Prompt:
Show each line from the listing that includes the word "ProductSelect".

Material provided:
# # # # #
PR #9876, opened 2026-02-27
fe/metrics: Split product dropdown between archived and not

Yopi:
So that all archived products come later

From 
Screenshot 2026-02-27 at 09 38 45

To
Screenshot 2026-02-27 at 09 37 42

### DIFF
--- a/clients/apps/web/src/components/Products/ProductSelect.tsx
+++ b/clients/apps/web/src/components/Products/ProductSelect.tsx
@@ -25,16 +25,18 @@ const ProductsCommandGroup = ({
   groupedProducts,
   productPriceType,
   onSelectProduct,
-  onSelectProductType,
+  onSelectProducts,
   selectedProducts,
   className,
+  isArchived,
 }: {
   groupedProducts: Record<schemas['ProductPriceType'], schemas['Product'][]>
   productPriceType: schemas['ProductPriceType']
   onSelectProduct: (product: schemas['Product']) => void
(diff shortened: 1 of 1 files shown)


clients/apps/web/src/components/Products/ProductSelect.tsx
```diff
@@ -28,13 +28,15 @@ const ProductsCommandGroup = ({
   onSelectProductType,
   selectedProducts,
   className,
+  isArchived,
 }: {
   groupedProducts: Record<schemas['ProductPriceType'], schemas['Product'][]>
   productPriceType: schemas['ProductPriceType']
   onSelectProduct: (product: schemas['Product']) => void
-  onSelectProductType: (productPriceType: schemas['ProductPriceType']) => void
+  onSelectProductType: (products: schemas['Product'][]) => void
```
pieterbeulque: Okay I was confused about these types at first but I realize what you did now. Can we rename the method `onSelectProducts` to be a bit less confusing?

Yopi: Haha, yes definitely

Yopi: But the redesign itself makes sense?

pieterbeulque: It's not the greatest UI ever seen but we can iterate on it later.

Yopi: Better or worse than current? 😄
# # # # #
Task answer:
--- a/clients/apps/web/src/components/Products/ProductSelect.tsx
+++ b/clients/apps/web/src/components/Products/ProductSelect.tsx
clients/apps/web/src/components/Products/ProductSelect.tsx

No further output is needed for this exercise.